Fireworks, pyramid
The head of state TV here in Moscow knows what will make the greatest live television coup Russia has ever seen. He believes I can pull it off. And he believes his studios owe it to the nation.
If your sub-conscious image of Moscow is a hangover from the Cold War, in shades of black and white, you should have been on the streets for the capital’s 861st birthday party. Mayor Yuri Luzhkov presided over 5,000 events — theatre, dance, music and parades, culminating in a concert in front of the Kremlin and a firework display which packed more explosive power into 11 minutes than I have ever seen in my life. The sky was brighter than midday.
My interpreter told me there were 12,500 police patrolling the street festivities — I hope they had as much fun as the rest of us, because there was never any sign of trouble. Drink was flowing: Russians are famous for their love of vodka, but they also have a taste for whisky, as we discovered in one cafe which displayed a rack of priceless malts, all labelled by year. The distillers had bottled the entire Soviet era, going right back to the Twenties.
We stick to capuccino, and our favourite is at the Cafe Pushkin, Moscow’s equivalent of The Ivy in London. It’s just off Tverskaya Stret, the main shopping boulevard, so we often find ourselves there. We ride the 19th century elevator from the ground floor, which is more like a medical museum display — its shelves and tables are laden with apothecary’s utensils, jars and books from the Tsarist era.
On the next floor, where we dine, is the library, with its high bookcases, telescopes, globes and high windows. On the level above, a balony runs round the library, and on the roof of the building there’s a terrace. I’m addicted to the desserts at the Pushkin, which are created by Monsieur Emmanuel Ryon.
If that sounds an expensive place to eat… it is! We were prepared for the bill, though, because it doesn’t take Westerners very long to discover that capitalist Moscow is one of the most expensive cities on Earth. An ordinary cup of coffee is over £5, and an indignant American friend says he’d have to pay £40 for a burger!
I’m told that the only place where money vanishes faster is Luanda in Angola. There, most people don’t bother with credit cards: they just pay in diamonds.
I need a sack ful of diamonds to keep up here. An elegant apartment in downtown Moscow would set me back more than 20 grand a month — and that’s sterling, not roubles. Even a ticket for the Bolshoi ballet is over £200.
That hasn’t stopped us from visiting the ballet, or the state circus, which both have their own purpose-built homes. Russians take circus very seriously: I was expecting a Big Top tent, but we watched the show from velvet seats in a theatre that was more like an opera house.
The trapeze artistes thrilled me, high above the stage with no wires or safety net — the spectacle of the performing lions left me sad, though. They are magnificent animals and I’m sure they would not perform if they were unhappy, but the king of beasts should not be made to do tricks. Leave that to the clowns.

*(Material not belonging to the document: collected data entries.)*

PR #1373, opened 2016-05-18
Update GLEW to 1.13.

cosmy1:
Its time to update GLEW as 1.9 is from 2012.


cosmy1:
@cadaver What happened to the stale freetype-update branch? Now is old but I would like to know if you encountered any issues as I want to update FreeType to 2.6.3 when I find a bit of more free time.

cadaver:
If I remember correctly a Freetype update was done in master after that branch. You just need to watch out for Freetype's compilation or configuration potentially changing, since we have our own CMakeLists for it, and check if the built-in example fonts still render OK. Particularly the UI default / editor font has been picky when Freetype's hinting implementation changes.

cadaver:
Yeah, compiles OK, hinting is ugly.

cosmy1:
Ok thanks.

cadaver:
GLEW itself seems OK to merge. It still has the bug of requiring glewExperimental to be set, as it doesn't know how to read extensions properly on a GL3 core context.

PR #1376, opened 2016-05-20
Civetweb update.

cosmy1:


cadaver:
Have you tested that basic http requests still work as expected?

cosmy1:
Yes I tested it and works.

cosmy1:
What about making a HTTP request sample?

cadaver:
It would be good for regression testing, yes. If you want to do one, feel free to.

cosmy1:
I just made a basic sample that request date and time but I had other ideas which require HTTPS, like printing Urho3D contributors by using GitHub APIs. If is ok for you I just PR that basic sample or if you have other ideas let me know :smiley:

cadaver:
A basic sample is fine.

PR #1379, opened 2016-05-22
Enhanced text effects.

bengtsts:
Adds drop shadow offset, stroke thickness and rounded stroke to be used in editor. Default stroke is the same as the previous 1 pixel stroke.


cadaver:
Good feature additions! Can you update also the script bindings, and add the attributes & "passthrough" accessors also for Text3D, which contains a Text object?

Minor nitpicks: the files don't need to be executable, and the new get accessors in Text are not const, which they should be.

cadaver:
Thanks! Will merge soon.

bengtsts:
I found a few things to do...

- Large stroke values on fonts made with small dots -- like fonts that have a dot in the number 0 -- can create gaps between the font and stroke, e.g. rather than a stroke, a halo is drawn around the dot. A stroke fill flag can be made to address this issue when it arises though it would increase the glyph count a lot.

- Make stroke thickness value unsigned. Its odd to have a negative stroke thickness especially since signed and unsigned values produce the same result.

- Push text effect values to Text shader.

- Generate custom stroke thickness in Text shader using an implementation better suited for distance field font rendering.

The enhancement should be "complete" with these.

PR #1382, opened 2016-05-22
Add Http Request demo sample.

cosmy1:
Commited just AngelScript version for now to avoid CI failure as require #1381 to be merged first. (Lua version have some issues with Deserializer API, I need to investigate because may be a bug in Urho3D/tolua++).

### DIFF
--- a/Source/Samples/43_HttpRequestDemo/CMakeLists.txt
+++ b/Source/Samples/43_HttpRequestDemo/CMakeLists.txt
@@ -1,0 +1,33 @@
+#
+# Copyright (c) 2008-2016 the Urho3D project.
+#
+# Permission is hereby granted, free of charge, to any person obtaining a copy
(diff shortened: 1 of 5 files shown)


cadaver:
#1381 was OK and merged.

cosmy1:
The lua sample have some issue with ```ReadLine()```.
http://puu.sh/p26Oj/ea45e0b8d3.png

I will look in depth later.

cadaver:
I recommend to just commit the offending code, that way more people can look into it.

cosmy1:
Ok commited.

cadaver:
Merged. The crash was related to multiple inheritance and was fixed by copying the Deserializer functions into HttpRequest .pkg file, similar to File.pkg, instead of letting tolua++ know that HttpRequest is a Deserializer subclass.

cosmy1:
:+1:

PR #1384, opened 2016-05-23
compile on arm with opengles2

proller:
Now almost all arm boards support opengl es2 with libs located in standard places (-lGLESv1_CM -lGLESv2)
except rpi - it have custom libs in /opt

cmake -DVIDEO_OPENGL=0 -DURHO3D_ANGELSCRIPT=0
need disable opengl because https://github.com/urho3d/Urho3D/blob/master/Source/ThirdParty/SDL/src/video/SDL_video.c#L48
and angelscript not compiles under arm

tested on odroid x2 (armv7)  and odroid c2 (aarch64)

Also RPI - strange flag, its just linux with arm arch and non standard libs path


weitjong:
Thanks for your PR. On one hand after integrating the original SDL's CMakeLists.txt (which performs all the heave duty target platform auto-detecting work for us), it seems like we have open ourselves to many more target platforms than the ones we currently officially support. On the other hand, however, there is a limit of how many platforms we could officially support due to the size of Urho3D core team. It is not just a one-time porting work but we need people to actually become the "maintainer" for that port, i.e. it does not become an additional burden later to the existing core team. Having said that, I suppose we can make an exception for "generic ARM" support. @cadaver, what's your view?

> Also RPI - strange flag, its just linux with arm arch and non standard libs path

The same can be said for ANDROID. They are both Linux on ARM in essence. :smile: I guess that is exactly the purpose of the flag, to differentiate them from one another.

cadaver:
If the ARM changes in this PR are all that's required it doesn't look like a big deal. In this case the additional platform is mostly an adaptation of existing platforms (Linux / RPI). Without a maintainer and CI tests, it's still an unoffical / unsupported platform that we don't guarantee that it stays in working order, but at this point it's fine by me to include.

weitjong:
Ok. I will handle this PR. Obviously it needs more work as it has broken the rest. I also don't believe AS doesn't work on 32-bit ARM, but I will not have any mean to verify it or fix it.

proller:
> >Also RPI - strange flag, its just linux with arm arch and non standard libs path

>The same can be said for ANDROID. They are both Linux on ARM in essence. ￼ I guess that is exactly the purpose of the flag, to differentiate them from one another.

ANDROID can be on x86 and mips archs and have much more differences (stdlibs, ...)

RPI is just linux with preferred opengles libs located at non standard path

now i see small problem with default lib selection - most arm boards gave gpu on soc and accelerated opengles but software mode opengl - for arm better to prefer opengles, and opengl for x86 


about failed tests: 
https://github.com/proller/Urho3D/blob/arm/CMake/Modules/Urho3D-CMake-common.cmake#L1560
at this line need to use already checked flag like HAVE_VIDEO_OPENGLES or better split to HAVE_VIDEO_OPENGLES_V1 HAVE_VIDEO_OPENGLES_V2
and sdl already run checks at this moment and set this flags
https://github.com/urho3d/Urho3D/blob/master/Source/ThirdParty/SDL/cmake/sdlchecks.cmake#L731
but all this flags HAVE_VIDEO_OPENGLES_V1 ... HAVE_VIDEO_OPENGLES not defined at Urho3D-CMake-common.cmake#L1560

angelscript: i will try look deeper and find problem (it was something with asm).

weitjong:
> about failed tests: 
https://github.com/proller/Urho3D/blob/arm/CMake/Modules/Urho3D-CMake-common.cmake#L1560
at this line need to use already checked flag like HAVE_VIDEO_OPENGLES or better split to HAVE_VIDEO_OPENGLES_V1 HAVE_VIDEO_OPENGLES_V2
and sdl already run checks at this moment and set this flags
https://github.com/urho3d/Urho3D/blob/master/Source/ThirdParty/SDL/cmake/sdlchecks.cmake#L731
but all this flags HAVE_VIDEO_OPENGLES_V1 ... HAVE_VIDEO_OPENGLES not defined at Urho3D-CMake-common.cmake#L1560

The highligted macro in the Urho3D-CMake-common module is already earmarked to be deprecated. It will be probably be removed in the refactor-buildsystem branch soon. The library dependency will be managed differently in the near future. Currently we sort of hard-coded in this macro, which is not ideal. The library dependency should be managed transitively, which is not the case now. For example, the GLESv2 dependency is coming from SDL and Urho3D depends on SDL. So, although Urho3D depends on GLESv2, it should get it transitively via SDL and not by hard-coding what we "think" is required by SDL in this macro.

Until the refactoring is done, I guess you can still modify this macro anyway you like to fix your problem.

proller:
now building ok, graphics ok, but some problems with running angelscript on arm happens.

weitjong:
I have temporarily merged your PR into a new branch so that it can be tested by the full CI matrix. Depend on the result, we may tweak the changes further. Can you tell me what is the specs of your arm device? Which compiler toolchain do you use?

proller:
i can test on three boards:
http://www.hardkernel.com/main/products/prdt_info.php?g_code=G145457216438&tab_idx=2
Linux odroid64 3.14.65-61 #1 SMP PREEMPT Wed May 25 03:16:39 BRT 2016 aarch64 aarch64 aarch64 GNU/Linux

gcc version 5.3.1 20160413 (Ubuntu/Linaro 5.3.1-14ubuntu2.1) 
Target: aarch64-linux-gnu

clang version 3.8.0-2ubuntu3 (tags/RELEASE_380/final)
Target: aarch64-unknown-linux-gnu



http://www.hardkernel.com/main/products/prdt_info.php?g_code=G135235611947&tab_idx=2
Linux odroid 3.8.13.30 #1 SMP PREEMPT Fri Feb 20 14:56:01 BRST 2015 armv7l armv7l armv7l GNU/Linux

gcc version 4.8.4 (Ubuntu/Linaro 4.8.4-2ubuntu1~14.04.3)
Target: arm-linux-gnueabihf

Ubuntu clang version 3.6.0-2ubuntu1~trusty1 (tags/RELEASE_360/final) (based on LLVM 3.6.0)
Target: arm-unknown-linux-gnueabihf




http://www.orangepi.org/orangepimini2/
Linux orangepipc 3.4.112-sun8i #30 SMP PREEMPT Sat Apr 30 19:49:10 CEST 2016 armv7l GNU/Linux

gcc version 4.9.2 (Debian 4.9.2-10)
Target: arm-linux-gnueabihf

Debian clang version 3.5.0-10 (tags/RELEASE_350/final) (based on LLVM 3.5.0)
Target: arm-unknown-linux-gnueabihf

weitjong:
I would like to squash your changes as their commit messages are not great before applying more changes on top. If I do the squashing for you then git commit history won't have your name. If you mind that then please do the squashing yourself in your branch with a readable commit message. We will credit you in the documentation regardless, of course.

weitjong:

In search of Communist history, we toured the Vserossiyskiy Vystavochniy Tsentr, which means All-Russia Exhibition Centre. All the images of Soviet propaganda were on display, much larger than life — colossal peasants hewn from granite towered over the arched entrance, brandishing bundles of wheat.
Behind them, a rocket sculpture trailed a 100ft cloud of smoke, also carved in stone. That impressed me, but what really captured my imagination was the Vostok spacecraft, identical to the one which blasted Yuri Gagarin into orbit. He was the first man in space, back in 1961… I was 14 years old, and how I wished another Uri could make that trip.
There’s an incredible energy pulsing through Moscow, and it’s not just the party fever. My dowsing instincts confirm to me that the city is built on a criss-crossing network of ley lines, the invisible channels that many believe are conduits for the planet’s natural energies.
We travelled about 25 miles out of the capital to visit one of the powerpoints for this flow, a slender pyramid built from wood and natural fibre. It’s a Russian landmark, the equivalent of the Angel of the North, and Muscovites believe it helps to direct a torrent of energy into their town.
Athletes visit daily to charge their psychic batteries, and because this is the country which invented aura photography it is even possible to get a snapshot of your energy levels.
I had my aura photographed back in the Seventies, while I was bending a spoon, and I was fascinated to see the apparatus picked up a tendril of lightning, arcing from my finger to the metal.
This time, my aura showed up completely white, surrounding me like a protective egg. That’s the colour of maximum energy — photographic proof that I’m still ready to party!
Chelsea’s Russian owner Roman Abramovitch spends hundreds of millions on his players, but I was fascinated to learn he also has lavished money on the most prominent synagogue in Moscow. The city’s Chief Rabbi, Berel Lazar, is rabbi of this synagogue, in the Maryina Roshcha district, and he told me their charity turnover would shame many multinational companies — he has helped to distribute something like £130 million to the needy.
We chatted in English, and Rabbi Lazar’s accent sounded more Manhattan than Moscow. He was born in Milan, Italy, but I wasn’t surprised to hear he studied in New Jersey and was ordained in New York.